The U.S. is also the world’s leading natural gas producer. In 2022, the U.S. produced an average of 94.7 billion cubic feet per day (bcf/d). Russia was second at 59.8 bcf/d, Iran was third at 25.1 bcf/d, and China was fourth at 21.5 bcf/d.
The U.S. is the world’s leading producer of nuclear power. We produced about 30% of the world’s nuclear power in 2022, which was about twice China’s production.
The one area where China has a substantial lead is in coal production. Last year China produced 4.56 billion metric tons of coal. The U.S. produced 539 million metric tons.
If you convert everything into the same energy units, China does have the overall lead, but only because of their massive coal production. The U.S., however, leads in the far more important categories of oil and natural gas production. We produce more than quadruple China’s oil and natural gas production.
Pence’s plan is almost exclusively focused on oil and natural gas production. Coal is barely mentioned in the plan, but massive coal production is the only reason China is ahead in overall energy production.
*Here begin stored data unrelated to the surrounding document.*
PR #4551, opened 2018-10-22
Added: Saltstack

Toasterson:
Please note that master and minion require an entry inside /etc/hosts to function. Or the IP of the master inside /etc/salt/minion

https://docs.saltstack.com/en/latest/ref/configuration/minion.html

The Services will run without it but will not work properly i.e. Connect to one another.


components/python/salt/Makefile
```diff
@@ -0,0 +1,48 @@
...
+include $(WS_MAKE_RULES)/setup.py.mk
+include $(WS_MAKE_RULES)/ips.mk
+
+build:          $(BUILD_NO_ARCH)
+
+install:        $(INSTALL_NO_ARCH)
+
+test:           $(NO_TESTS)
+
+REQUIRED_PACKAGES+=library/python/futures-$(PYV)
```
pyhalov: What have you tried to achieve here?

components/python/salt/salt-PYVER.p5m
```diff
@@ -0,0 +1,1637 @@
...
+set name=pkg.fmri value=pkg:/$(COMPONENT_FMRI)-$(PYV)@$(IPS_COMPONENT_VERSION),$(BUILD_VERSION)
+set name=pkg.summary value='Portable, distributed, remote execution and configuration management system'
+set name=info.classification value='org.opensolaris.category.2008:System/Administration and Configuration'
+set name=info.upstream-url value=$(COMPONENT_PROJECT_URL)
+set name=info.source-url value=$(COMPONENT_ARCHIVE_URL)
+set name=org.opensolaris.consolidation value=$(CONSOLIDATION)
+
+license $(COMPONENT_LICENSE_FILE) license='Apache License 2.0'
+
+# Tornado does a lot of try/import/except, making pkgdepend unhapyy
```
pyhalov: 1) Please, fix comment
2) What happens if you disable this hack?

components/python/salt/salt-PYVER.p5m
```diff
@@ -0,0 +1,1637 @@
...
+depend type=require fmri=library/python/futures-$(PYV)
+
+# SMF Manifest and distribution directories
+set name=org.opensolaris.smf.fmri value=svc:/application/salt:minion value=svc:/application/salt:master
+dir  path=etc/salt owner=root group=root mode=0755
+dir  path=var/log/salt owner=root group=root mode=0755
+file files/salt.xml path=lib/svc/manifest/application/salt.xml
+
+
+file path=usr/bin/salt
```
pyhalov: If manifest is versioned, better move usr/bin/* to usr/bin/*-2.7/3.4/3.5 and make mediated symlinks to them

components/python/salt/Makefile
pyhalov: Likely, you meant ```REQUIRED_PACKAGES += library/python/futures-27 ```
and so on

Toasterson: The Line is copied from other Python packages. It forces a dependency on the correct Python version no matter the Python version. Should I hardcode 2.7?

pyhalov: It doesn't work in such way in Makefile. PYV is defined only in manifests, IIRC.

components/python/salt/Makefile
```diff
@@ -0,0 +1,48 @@
...
+
+COMPONENT_NAME=salt
+COMPONENT_VERSION=2018.3.2
+COMPONENT_SUMMARY=	Portable, distributed, remote execution and configuration management system
+COMPONENT_PROJECT_URL=http://saltstack.com
+COMPONENT_FMRI=system/management/$(COMPONENT_NAME)
+COMPONENT_CLASSIFICATION=	System/Administration and Configuration
+COMPONENT_SRC=          $(COMPONENT_NAME)-$(COMPONENT_VERSION)
+COMPONENT_ARCHIVE=      $(COMPONENT_SRC).tar.gz
+COMPONENT_ARCHIVE_URL=https://files.pythonhosted.org/packages/9b/84/48b46bad5fa13b47c10a71b4f58cf0f3a30fcb32b6a6599fca454b8c6256/$(COMPONENT_ARCHIVE)
```
Mno-hime: This looks odd to me. What's the reason for this. Salt Stacke releases are here: https://github.com/saltstack/salt/releases.

components/python/salt/Makefile
pyhalov: This is a Makefile REQUIRED_PACKAGES, list of packages, against which pkgdepend resolve dependencies + packages, requied to build component. $(PYV) is not defined in Makefile, you should use explicit versions here.

components/python/salt/salt-PYVER.p5m
Toasterson: mediated as implementation or version?

components/python/salt/Makefile
Toasterson: Ah good to know changed.

components/python/salt/salt-PYVER.p5m
Toasterson: Done and done.

components/python/salt/salt-PYVER.p5m
Toasterson: Using version mediation. and setting version to 2.7

components/python/salt/Makefile
Toasterson: Ah thanks i did only find the pipy URL via the documentation. even the checksum is the same. changed to the github url.

components/python/salt/salt-PYVER.p5m
```diff
@@ -22,7 +22,10 @@ set name=org.opensolaris.consolidation value=$(CONSOLIDATION)
 
 license $(COMPONENT_LICENSE_FILE) license='Apache License 2.0'
 
-# Tornado does a lot of try/import/except, making pkgdepend unhapyy
+# Salt does a lot of try/import/except, making pkgdepend unhapyy
+# If one disables this line pkg will try to add dependencies to a giant list of dependencies that
```
pyhalov: 'will try to add dependencies to a giant list of dependencies' seems to be something non-english even for me
Perhaps, just remove second line and later comment?

Toasterson: Yep that was me getting distracted.

components/python/salt/Makefile
```diff
@@ -0,0 +1,48 @@
...
+COMPONENT_SUMMARY=	Portable, distributed, remote execution and configuration management system
+COMPONENT_PROJECT_URL=http://saltstack.com
+COMPONENT_FMRI=system/management/$(COMPONENT_NAME)
+COMPONENT_CLASSIFICATION=	System/Administration and Configuration
+COMPONENT_SRC=          $(COMPONENT_NAME)-$(COMPONENT_VERSION)
+COMPONENT_ARCHIVE=      $(COMPONENT_SRC).tar.gz
+COMPONENT_ARCHIVE_URL=https://github.com/saltstack/salt/releases/download/v$(COMPONENT_VERSION)/$(COMPONENT_ARCHIVE)
+COMPONENT_ARCHIVE_HASH=sha256:d86eeea2e5387f4a64bbf0a11d103bfc8aac1122e19d39cc0945d33efdc797bd
+COMPONENT_LICENSE=	Apache License 2.0
+COMPONENT_LICENSE_FILE=LICENSE
```
Mno-hime: In various places above, add tab after `=` so the text aligns better, please.

Toasterson: Sure. Done

components/python/salt/Makefile
```diff
@@ -0,0 +1,48 @@
+# This file and its contents are supplied under the terms of the
```
pyhalov, line 2: Missing first license line '#\n'

Toasterson: It' s missing in python.mk template aswell

Toasterson: Fixed

components/python/salt/salt-PYVER.p5m
```diff
@@ -0,0 +1,1653 @@
...
+file path=usr/lib/python$(PYVER)/vendor-packages/salt/pillar/django_orm.py
+file path=usr/lib/python$(PYVER)/vendor-packages/salt/pillar/ec2_pillar.py
+file path=usr/lib/python$(PYVER)/vendor-packages/salt/pillar/etcd_pillar.py
+file path=usr/lib/python$(PYVER)/vendor-packages/salt/pillar/extra_minion_data_in_pillar.py
+file path=usr/lib/python$(PYVER)/vendor-packages/salt/pillar/file_tree.py
+file path=usr/lib/python$(PYVER)/vendor-packages/salt/pillar/foreman.py
+file path=usr/lib/python$(PYVER)/vendor-packages/salt/pillar/git_pillar.py
+file path=usr/lib/python$(PYVER)/vendor-packages/salt/pillar/gpg.py
+file path=usr/lib/python$(PYVER)/vendor-packages/salt/pillar/hg_pillar.py
+file path=usr/lib/python$(PYVER)/vendor-packages/salt/pillar/
```
pyhalov, line 1654: Please, create mediated symlinks fot these man pages (look at barman for example)

components/python/salt/Makefile
```diff
@@ -0,0 +1,49 @@
...
+include $(WS_MAKE_RULES)/setup.py.mk
+include $(WS_MAKE_RULES)/ips.mk
+
+build:          $(BUILD_NO_ARCH)
+
+install:        $(INSTALL_NO_ARCH)
+
+test:           $(NO_TESTS)
+
+REQUIRED_PACKAGES+=library/python/futures-27
```
pyhalov: Only runtime/python-27 should be in REQUIRED_PACKAGES (use gmake REQUIRED_PACKAGES)

components/python/salt/salt-PYVER.p5m
```diff
@@ -0,0 +1,1653 @@
...
+depend type=require fmri=library/python/markupsafe-$(PYV)
+depend type=require fmri=library/python/requests-$(PYV)
+depend type=require fmri=library/python/tornado-$(PYV)
+depend type=require fmri=library/python/pyzmq-$(PYV)
+depend type=require fmri=library/python/cryptography-$(PYV)
+depend type=require fmri=library/python/futures-$(PYV)
+
+# SMF Manifest and distribution directories
+set name=org.opensolaris.smf.fmri value=svc:/application/salt:minion value=svc:/application/salt:master
+dir  path=etc/salt owner=root group=root mode=0755
```
pyhalov, line 47: Do we have some example configuration files?

pyhalov:
```
[ Oct 23 10:54:22 Executing start method ("/usr/bin/salt-master -d --log-file=/var/log/salt/master.log -c /etc/salt"). ]
[ Oct 23 10:54:28 Method "start" exited with status 0. ]
[ Oct 23 10:54:31 Stopping because process dumped core. ]
[ Oct 23 10:54:31 Executing stop method (:kill). ]
```

components/python/salt/salt-PYVER.p5m
Toasterson: Not needed. But the Directory is needed to force salt to use it. We force that in the manifest with the -d switch. If we do not force the configuration directory salt does not use the same paths as documented leading to people being confused.

Toasterson:
Any more details to the crash? I can not make it happen on any of my systems.

pyhalov:
On crash? My host missed https://github.com/illumos/illumos-gate/commit/8c3347c4989237d6ebeeb03a67b21a523fc105d6

Toasterson:
:) Yep saltstack knows of events

pyhalov:
Will you be able to fix it (manpages + REQUIRED_PACKAGES) in several hours?

Toasterson:
Yes that is possible. I just need to setup my buildzone again. Should be done in about two or so.

pyhalov:
OK. Once this is fixed and integrated, I'll prepare snapshot.

components/python/salt/salt-PYVER.p5m
Toasterson: Done

components/python/salt/Makefile
Toasterson: Done

pyhalov:
Couldn't add some fixes to your branch,so merged https://github.com/OpenIndiana/oi-userland/pull/4554 . Sorry, author was rewritten by github.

This is certainly not what Pence implies, which is why the ad, and his energy policy plan are so misleading. Pence implies that the U.S. is falling behind on oil and gas production, when we lead the world by far in both categories. You certainly wouldn’t think that from Pence’s ad.
The U.S. set a new oil production record in 2022 (again, including condensate and NGLs). But if you omit the NGLs, the U.S. was still the top producer, and still nearly set a new record in 2022 (and is on a path to set a new record this year). For natural gas, the U.S. set new records in 2021 and 2022, after Covid caused a small decline in 2020.
Here’s the bottom line. On the one hand, the Biden Administration’s energy policies haven’t been friendly to the oil and gas industry. Nevertheless, the industry continues to set new production records. Further, the industry itself made more money in two years under President Biden than it did in four years under Vice President Pence.
So, it’s hard to make a case that Biden’s energy policies have created havoc in the industry. Sure, the oil and gas industry would like friendlier policies. But Pence doesn’t give an accurate picture of the current status of the U.S. oil and gas industry.